# Multi linear regression

#### JohnLock

##### New Member
Hello everyone, I am new here (and to stats in general).

Anyway I am working on a project where I want to predict the value of an outcome and I have a few variables known beforehand that might be related. This is how I planned to go about finding a formula that will more or less predict that outcome, is it correct?

List potentially influential variables
Gather samples (I can do as many as I like)
Calculate the Pearsons correlation between each variable and the outcome
Linear regress the first variable, then regress on the residual from that variable etc
Match the full regression against a regression excuding each variable to test importance

Is this how I should go about doing it? How do I know that a multi linear regression is the way to go? And is there any free software out there that would make my life easier?

#### trinker

##### ggplot2orBust
JohnLock said:
Is this how I should go about doing it? How do I know that a multi linear regression is the way to go? And is there any free software out there that would make my life easier?
You seem to be describing hierarchical multiple regression and are looking at changes in R squared eliminating previous variables. This is an approach I often use but as far as answering if this is the way to go... You haven't really provided any information about your data or research questions which are what dictates choices about a test to be used. The best way to know if you're making a sound choice about the test you use is to become educated on the purpose, strengths and weaknesses of each test. This is a
researcher decision that must be justified.

Now onto the free software that will make life easier. One letter R. We have a thread for R resources HERE. Initially the program/language takes some time but once you get it you'll wonder what you did before it.

#### JohnLock

##### New Member
So when I studied my bachelor in economics I didn't pay attention to statistics, the way it was explained, it seemed more like an academic exercise than a useful tool.
Now wiser, and soon to begin my master, I am beginning to really regret not knowing statistics and since I only really feel i have learned something is when I have done it, I have made it a personal project to model European style options. I expect there isn't any very reliable formula that can do it, but the exercise is worth the try.

Anyway you can of course sell your option to others, and the price of your option is determined by the chance of being profitable at expiration date. It is these fluctuations I would like to try to model. I just realized that I might need another model since the price will move more and more towards one of two extremes, either 0 when the option looks to be worthless or towards the share price - minus the exercise price when profit looks to be made.

Did it make any sense?

#### JohnLock

##### New Member
Is there no one who can point me in the right direction as to what I should do?
My thinking right now is to continue with the linear regression approach, but having one of the variables be time left.

What do you think?

#### Dragan

##### Super Moderator
Hello everyone, I am new here (and to stats in general).
It's obvious that you're new to stats ---based on your (full) original post. I would suggest that you do further study in the area of multiple regression before asking questions.

#### JohnLock

##### New Member
You are right, I have never really done anything stats or regression related before.
I have read up on multi linear regression as best I could and I am pretty sure I would be able to do it.
I just needed to know if my it indeed was the way to go in my particular situation.
Anyway I will try it out the way I initially wanted to, and see how it turns out.
Maybe I will have another question along the way

#### Dason

I'm not a huge fan of your original plan.

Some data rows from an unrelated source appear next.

PR #3293, opened 2026-05-26
MuJoCo Live: pre-fetch model assets in parallel before compilation.

kevinzakka:
The compiler can't move on to the next mesh until the previous fetch resolves, so a Menagerie scene takes 60-100 serial round trips before the model finishes loading.

The first commit changes `mju_getXMLDependencies` to read its XML through `mju_openResource` instead of tinyxml2's `LoadFile`. The function now works against any registered resource backend (VFS, HTTP, `github:`, ...). That's the prerequisite for calling it from JavaScript on a URL-backed model.

The second commit adds a JS-side prefetcher in `live.js`. It asks `Module.getXMLDependencies` for the transitive list of asset URLs, fetches them with `Promise.all`, and primes each into the WASM-side `FetchCache` through a new `Module.primeFetchCache` binding. The compiler subsequently finds every resource it asks for already in memory.

`FetchCache` is also refactored to store `std::string` directly, dropping the `UniquePtrWasm<char[]>` aliases and the manual `malloc`/`free` bookkeeping.

## Results

Measured on `anybotics_anymal_c/scene.xml` (89 fetches, ~71 MB) via headless Chromium:

| scenario           | before  | after  | speedup |
|--------------------|--------:|-------:|--------:|
| cold, no throttle  |  9.19 s | 2.08 s |   4.4 x |
| cold, slow-4g      | 19.80 s | 2.89 s |   6.9 x |
| warm, no throttle  |  1.27 s | 1.24 s | (WASM compute floor) |
| warm, slow-4g      |  1.31 s | 1.27 s | (WASM compute floor) |

Warm wall is unchanged because we've hit the WASM compute floor: XML parse, mesh decode, GPU upload, first render.

Verified end-to-end on `anybotics_anymal_c`, `unitree_g1`, and `shadow_hand`. All compile cleanly with the expected page title.

### DIFF
--- a/src/experimental/studio/emscripten.cc
+++ b/src/experimental/studio/emscripten.cc
@@ -27,6 +27,7 @@
 #include <string_view>
 #include <unordered_map>
 #include <utility>
+#include <vector>
 
 #include <mujoco/mujoco.h>
 #include "experimental/platform/hal/graphics_mode.h"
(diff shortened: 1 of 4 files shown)


saran-t (approved):

saran-t:
Are you unconditionally doing the prefetch without checking first whether the asset is http or https? For the drag-and-drop use case does this cause an error?

PR #3294, opened 2026-05-27
Add x_scale to mujoco.minimize.least_squares

kevinzakka:
Adds an `x_scale` parameter to `mujoco.minimize.least_squares`, matching scipy's `least_squares(method='trf', x_scale=...)`:

- `1.0` (default): no scaling, identical to current behavior.
- `'jac'`: adaptive, `D_i = 1/||J(:,i)||` recomputed each iteration.
- array of shape `(n,)` or positive scalar: used as `D` directly.

### DIFF
--- a/python/mujoco/minimize.py
+++ b/python/mujoco/minimize.py
@@ -156,6 +156,7 @@ def least_squares(
     output: Optional[TextIO] = None,
     iter_callback: Optional[Callable[[List[IterLog]], None]] = None,
     check_derivatives: bool = False,
+    x_scale: Union[float, np.ndarray, str] = 1.0,
 ) -> Tuple[np.ndarray, List[IterLog]]:
   """Nonlinear Least Squares minimization with box bounds.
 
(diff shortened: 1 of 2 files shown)


python/mujoco/minimize.py
```diff
@@ -156,6 +156,7 @@ def least_squares(
     output: Optional[TextIO] = None,
     iter_callback: Optional[Callable[[List[IterLog]], None]] = None,
     check_derivatives: bool = False,
+    x_scale: Union[float, np.ndarray, str] = 1.0,
```
aftersomemath: Can the default be None to match scipy?
https://docs.scipy.org/doc/scipy/reference/generated/scipy.optimize.least_squares.html

python/mujoco/minimize.py
```diff
@@ -178,6 +179,13 @@ def least_squares(
     output: Optional file or StringIO to which to print messages.
     iter_callback: Optional iteration callback, takes trace argument.
     check_derivatives: Compare user-defined Jacobian and norm against fin-diff.
+    x_scale: Per-parameter scaling. Setting ``x_scale=D`` solves the problem in
+      the change of variables ``z = x / D`` and un-scales the result. ``1.0``
+      (default) is no scaling. ``'jac'`` sets ``D_i = 1 / ||J(:, i)||`` at each
+      iteration (matches scipy's ``least_squares(method='trf', x_scale='jac')``).
```
aftersomemath: Scipy supports scaling with methods other than trf, and the method closest to ours is LM, so maybe the comment should simply be "(matches scipy's x_scale parameter)"

python/mujoco/minimize.py
```diff
@@ -203,6 +211,22 @@ def least_squares(
...
+  # Resolve x_scale -> D of shape (n, 1). For 'jac', D is refreshed each iter.
+  adaptive_scale = isinstance(x_scale, str)
+  if adaptive_scale and x_scale != 'jac':
+    raise ValueError(
+        f"x_scale must be 'jac', a positive scalar, or array, got {x_scale!r}."
+    )
+  if adaptive_scale:
+    D = np.ones((n, 1))
+  else:
+    D = np.asarray(x_scale, dtype=np.float64)
```
aftersomemath, line 224: If the default argument is set to None to match scipy, then this logic will need to change.

aftersomemath (commented):
Looks good

python/mujoco/minimize.py
kevinzakka: Done.

python/mujoco/minimize.py
kevinzakka: Done.

PR #3301, opened 2026-05-30
Use box midpoint to choose finite-difference direction in jacobian_fd

Nas01010101:
## Problem

In `minimize.py`, `jacobian_fd` chooses each coordinate's finite-difference direction so the perturbation steps *away* from the nearer bound. It compared `x` against

```python
mid = 0.5 * (bounds[1] - bounds[0])
eps_vec = np.where(x > mid, -eps, eps)
```

but `0.5 * (bounds[1] - bounds[0])` is half the box **width**, not the box midpoint. For bounds that are not centered on the origin this picks the wrong direction. Concretely, with `bounds = [10, 20]` the comparison value is `5.0` (true midpoint is `15.0`), so a point at the lower bound `x = 10` satisfies `x > 5` and steps **−eps**, i.e. to `9.9999998` — outside the box.

## Fix

Compare against the actual midpoint:

```python
mid = 0.5 * (bounds[0] + bounds[1])
```

At the lower bound the step is now `+eps` (inward); at the upper bound `−eps` (inward).

## Tests

Adds `test_jacobian_fd_respects_off_center_bounds`, which records every point `jacobian_fd` evaluates with `x` at the lower bound of the off-center box `[10, 20]` and asserts they all stay within `[lo, hi]`. It fails before this change (evaluates `9.9999998`) and passes after; the rest of `minimize_test.py` remains green.

### DIFF
--- a/python/mujoco/minimize.py
+++ b/python/mujoco/minimize.py
@@ -505,7 +505,7 @@ def jacobian_fd(
   if bounds is None:
     eps_vec = eps * np.ones((n, 1))
   else:
-    mid = 0.5 * (bounds[1] - bounds[0])
+    mid = 0.5 * (bounds[0] + bounds[1])
     eps_vec = np.where(x > mid, -eps, eps)
   eps_vec *= np.maximum(1.0, np.abs(x))
   eps_vec = (eps_vec + x) - x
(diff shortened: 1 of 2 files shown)


yuvaltassa (approved):
Thanks!!

yuvaltassa (approved):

If your ultimate interest is in real scientific progress, I'd suggest that you ignore that sentence (and any conclusion drawn subsequent to it).
-- Andy Liaw (in response to a question on the meaning of the sentence: 'Independent variables whose correlation with the response variable was not
significant at 5% level were removed')
R-help (March 2010)
That quote summarizes my thoughts on the reason I'm not a fan of the original plan.

Note that it's quite possible for variables that are "obviously not related to Y" to end up to be important predictors in the presence of other variables.

#### noetsi

##### No cake for spunky
Especially if multicollinarity or interaction is occuring.